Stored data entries
___

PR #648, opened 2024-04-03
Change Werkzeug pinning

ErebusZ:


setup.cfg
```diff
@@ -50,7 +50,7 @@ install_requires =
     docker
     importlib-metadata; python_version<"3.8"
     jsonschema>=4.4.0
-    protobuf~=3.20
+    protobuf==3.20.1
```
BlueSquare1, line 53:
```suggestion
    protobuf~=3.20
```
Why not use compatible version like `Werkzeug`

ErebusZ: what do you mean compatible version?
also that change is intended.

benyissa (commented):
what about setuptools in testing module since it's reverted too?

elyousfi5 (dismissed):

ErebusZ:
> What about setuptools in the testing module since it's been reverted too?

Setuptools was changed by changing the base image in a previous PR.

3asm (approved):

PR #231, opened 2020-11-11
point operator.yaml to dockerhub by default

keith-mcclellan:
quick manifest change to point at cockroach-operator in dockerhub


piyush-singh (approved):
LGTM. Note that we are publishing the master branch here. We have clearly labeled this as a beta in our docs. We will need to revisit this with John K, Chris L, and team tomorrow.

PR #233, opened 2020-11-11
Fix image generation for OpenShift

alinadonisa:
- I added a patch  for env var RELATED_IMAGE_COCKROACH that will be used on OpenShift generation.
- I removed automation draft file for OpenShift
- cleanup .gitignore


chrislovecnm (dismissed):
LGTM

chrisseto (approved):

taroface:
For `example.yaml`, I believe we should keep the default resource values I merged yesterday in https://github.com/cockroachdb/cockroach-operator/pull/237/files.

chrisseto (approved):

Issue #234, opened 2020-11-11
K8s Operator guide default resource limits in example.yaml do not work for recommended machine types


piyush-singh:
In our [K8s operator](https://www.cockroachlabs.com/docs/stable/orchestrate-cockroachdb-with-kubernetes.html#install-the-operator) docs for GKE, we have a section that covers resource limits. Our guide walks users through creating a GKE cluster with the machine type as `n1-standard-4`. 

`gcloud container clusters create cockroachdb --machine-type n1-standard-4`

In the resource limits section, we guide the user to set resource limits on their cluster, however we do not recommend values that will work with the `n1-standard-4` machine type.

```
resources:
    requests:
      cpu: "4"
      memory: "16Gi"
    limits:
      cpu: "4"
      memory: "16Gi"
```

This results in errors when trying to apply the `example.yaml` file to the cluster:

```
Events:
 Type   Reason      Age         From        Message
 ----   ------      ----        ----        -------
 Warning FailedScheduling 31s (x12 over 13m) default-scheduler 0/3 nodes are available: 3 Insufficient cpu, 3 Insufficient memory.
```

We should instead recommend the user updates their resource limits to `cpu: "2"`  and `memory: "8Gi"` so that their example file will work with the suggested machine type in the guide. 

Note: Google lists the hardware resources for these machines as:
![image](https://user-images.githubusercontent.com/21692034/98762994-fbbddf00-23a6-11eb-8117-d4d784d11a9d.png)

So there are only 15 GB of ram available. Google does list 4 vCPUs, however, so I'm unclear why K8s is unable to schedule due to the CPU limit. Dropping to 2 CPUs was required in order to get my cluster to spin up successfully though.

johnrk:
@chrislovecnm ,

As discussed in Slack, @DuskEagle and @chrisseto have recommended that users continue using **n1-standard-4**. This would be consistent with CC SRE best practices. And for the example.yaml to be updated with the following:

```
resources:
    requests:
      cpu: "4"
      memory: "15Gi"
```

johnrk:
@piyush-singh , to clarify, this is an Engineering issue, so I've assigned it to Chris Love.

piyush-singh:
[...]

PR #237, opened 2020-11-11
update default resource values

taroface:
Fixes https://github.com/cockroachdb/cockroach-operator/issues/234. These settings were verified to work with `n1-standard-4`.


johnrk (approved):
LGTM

___

Which of the lines above hold the word "module"? Copy each one.

what about setuptools in testing module since it's reverted too?
> What about setuptools in the testing module since it's been reverted too?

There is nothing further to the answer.